How to Leverage Diverse Demonstrations in Offline Imitation Learning

Authors: Sheng Yue, Jiani Liu, Xingyuan Hua, Ju Ren, Sen Lin, Junshan Zhang, Yaoxue Zhang

ICML 2024 | Conference PDF | Archive PDF | Plain Text | LLM Run Details

Reproducibility Variable Result LLM Response
Research Type Experimental In the experiments, we evaluate our method on a suite of complex and high-dimensional offline IL benchmarks, including continuous-control and vision-based tasks. The results demonstrate that our method achieves state-of-the-art performance, outperforming existing methods on 20/21 benchmarks, typically by 2-5x, while maintaining a comparable runtime to Behavior Cloning (BC).
Researcher Affiliation Academia 1Department of Computer Science and Technology, Tsinghua University, Beijing, China 2Zhongguancun Laboratory, Beijing, China 3Department of Computer Science, University of Houston, Texas, US 4Department of Electrical and Computer Engineering, University of California, Davis, US.
Pseudocode Yes Algorithm 1 ILID Require: Expert data De, imperfect data Db, rollback K
Open Source Code Yes The code is available at https://github.com/Hansen-Hua/ILID-offline-imitation-learning.
Open Datasets Yes We employ the D4RL datasets (Fu et al., 2020) for Ant Maze, Mu Jo Co, Adroit, and Franka Kitchen and use the robomimic (Mandlekar et al., 2021) datasets for vision-based Robomimic.

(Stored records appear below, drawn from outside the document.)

PR #9019, opened 2021-01-13
redirect /guide

nottrobin:
## QA

Check you get a redirect at /server/guide

``` bash
dotrun

# Then in another terminal
curl -sI http://127.0.0.1:8001/server/guide | grep -i location
```

Check you see a location header for `/server/docs`.


anthonydillon (approved):
LGTM

PR #9036, opened 2021-01-15
Optimise CVE table cells

### LINKED ISSUE #8832: CVE tables: “Does not exist” wraps to 3 lines

albertkol:
## Done

- Optimise CVE table cells

## QA

Go to /security/cve look at the table it should have:
- `Does not exist` on 2 lines instead of 3
- Update the UA texts under the status, inside the cell and they should be smaller
- It should look better than https://ubuntu.com/security/cve

## Issue / Card

Fixes #8832
Fixes #9036

### DIFF
--- a/static/sass/_pattern_cve.scss
+++ b/static/sass/_pattern_cve.scss
@@ -47,6 +47,8 @@
   }
 
   .cve-table .icon-container__text {
+    overflow: hidden;
+    text-overflow: ellipsis;
     width: calc(100% - 1.5rem);
   }
 
--- a/static/sass/_pattern_cve.scss
+++ b/static/sass/_pattern_cve.scss
@@ -40,11 +40,14 @@
   }
 
   .cve-table .icon-cve-info {
-    margin: 0 0 0 0.5rem;
+    margin: 0;
+    position: absolute !important;
+    right: 0;
+    top: calc(0.5rem - 1px);
   }
 
   .cve-table .icon-container__text {
-    width: calc(100% - 3rem);
+    width: calc(100% - 1.5rem);
   }
 
   .cve-table .p-icon--information {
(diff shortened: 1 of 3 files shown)


static/sass/_pattern_cve.scss
```diff
@@ -71,6 +74,16 @@
     position: relative;
   }
 
+  .cve-table .esm-info {
+    width: 100%;
```
sowasred2012, line 78: Linting - these should be in alphabetical order

static/sass/_pattern_cve.scss
```diff
@@ -40,11 +40,14 @@
   }
 
   .cve-table .icon-cve-info {
-    margin: 0 0 0 0.5rem;
+    margin: 0;
+    position: absolute !important;
+    top: calc(0.5rem - 1px);
+    right: 0;
```
sowasred2012, line 46: Same here, alphabetical order

sowasred2012 (changes requested):
Couple of linting issues, and there's a strange 1px border in the gap between the last two columns:
Screenshot from 2021-01-18 12-26-11

static/sass/_pattern_cve.scss
albertkol: Fixed!

sowasred2012:
Updates look good, but I just noticed that longer words break out of their cells at smaller browser widths:

Screenshot from 2021-01-19 10-18-05

We could fix this by adding `overflow: hidden; text-overflow: ellipsis;` - unless there are any objections. @matthewpaulthomas ?

Screenshot from 2021-01-19 10-19-12

sowasred2012 (approved):
LGTM!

Dataset Splits No The paper describes using expert and imperfect datasets for training and evaluating the learned policy in the environment. However, it does not specify explicit numerical training/validation/test dataset splits (e.g., percentages or counts) for its own experimental setup, nor does it reference predefined dataset splits in terms of train/validation/test partitions for the datasets used.
Hardware Specification Yes All the experiments are run on Ubuntu 20.04.2 LTS with 8 NVIDIA Ge Force RTX 4090 GPUs.

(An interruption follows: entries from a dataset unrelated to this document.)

PR #9037, opened 2021-01-15
Fix JS error on renewal form blocking purchases

### LINKED ISSUE #9018: Handle Stripe failing to initialise
A customer saw this while trying to renew - the odd looking card input suggests Stripe failed to initialise, possibly because of an aggressive adblocker blocking stripe domains. Whatever the cause, it leaves the customer unable to make a purchase - perhaps we could show a message informing the user there was a problem, and point them to a sales contact?

sowasred2012:
## Done

- Check for existence of "I'm purchasing for" fields before attaching events to them

## QA

- View the site in your web browser at: https://ubuntu-com-9037.demos.haus/advantage?test_backend=true
- Log in with your SSO account
- If you don't see a contract up for renewal, ask @alnvdl to create one for you
- When you have that, find it in the table, open the dropdown, and click "Renew"
- The payment modal should launch and the Stripe field should render correctly

This is related to, but doesn't fix #9018 - this fixes the problem the user was seeing, we should still handle Stripe failing to initialise.

## Screenshots

Before:
Screenshot from 2021-01-15 14-13-16

After:
Screenshot from 2021-01-15 14-11-57

### DIFF
--- a/static/js/src/ua-payment-modal.js
+++ b/static/js/src/ua-payment-modal.js
@@ -248,8 +248,13 @@ function attachFormEvents() {
     checkVAT();
   });
 
-  forMyselfRadio.addEventListener("change", handleNameFieldRadio);
-  forOrganisationRadio.addEventListener("change", handleNameFieldRadio);
+  // these elements aren't rendered on the renewal form
+  // or if an account isn't present, so check for their
+  // existence first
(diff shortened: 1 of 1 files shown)


ClementChaumel (approved):
:pray: :pray: :pray:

Software Dependencies Yes We implement our code using Pytorch 1.8.1, built upon the open-source framework of offline RL algorithms, provided at https://github.com/tinkoff-ai/CORL (under the Apache-2.0 License) and the implementation of DWBC, provided at https://github.com/ryanxhr/DWBC (under the MIT License).
Experiment Setup Yes We represent the policy as a 2-layer feedforward neural network with 256 hidden units, Re LU activation functions, and Tanh Gaussian outputs. Analogously, the discriminators are represented as a 2-layer feedforward neurl net with 256 hidden units, Re LU activations with the output clipped to [0.1, 0.9]. For vision-based tasks, we change the network architectures to a simple CNN, consisting of two convolutional layers, each with a 3 3 convolutional kernel and 2 2 max pooling. We adopt Adam as the optimizer. All learning rates and batchsizes are set to 1e-5 and 256, respectively. The thresholds σ for identifying expert states is set to 0.2, and the rollback step K is set to 20. The hyperparameters are summarized in Table 4.